| Given records |

PR #328, opened 2025-09-05
refactor: Update `SceModule` definition

GrayJack:
Update the `SceModule` definition according to RE done on uofw.

According to some talk on discord, this type definition never changed between firmware versions. So this PR also fixes a bug where there should be 160 bits between `stub_size` and `entry_addr` fields, but there was `128` bits between those two fields.

### DIFF
--- a/src/base/psptypes.h
+++ b/src/base/psptypes.h
@@ -427,6 +427,9 @@ typedef struct ScePspDateTime {
 	unsigned int 	microsecond;
 } ScePspDateTime;
 
+/* Thread entry function type. */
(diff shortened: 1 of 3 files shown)


GrayJack:
Oops, there was a silly type error, I updated it

sharkwouter:
Just to let you know, I have not forgotten about this, but I don't know if I'll be able to test this this week. Next week I'll be able to test and merge this, though.

sharkwouter:
That helps! Thanks for the input @JoseAaronLopezGarcia  :)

| Task description |
What you give back should be the lines from the one with "Oops, there was" to the end of the data, copied exactly, both ends included.

| Completed task |
Oops, there was a silly type error, I updated it

sharkwouter:
Just to let you know, I have not forgotten about this, but I don't know if I'll be able to test this this week. Next week I'll be able to test and merge this, though.

sharkwouter:
That helps! Thanks for the input @JoseAaronLopezGarcia  :)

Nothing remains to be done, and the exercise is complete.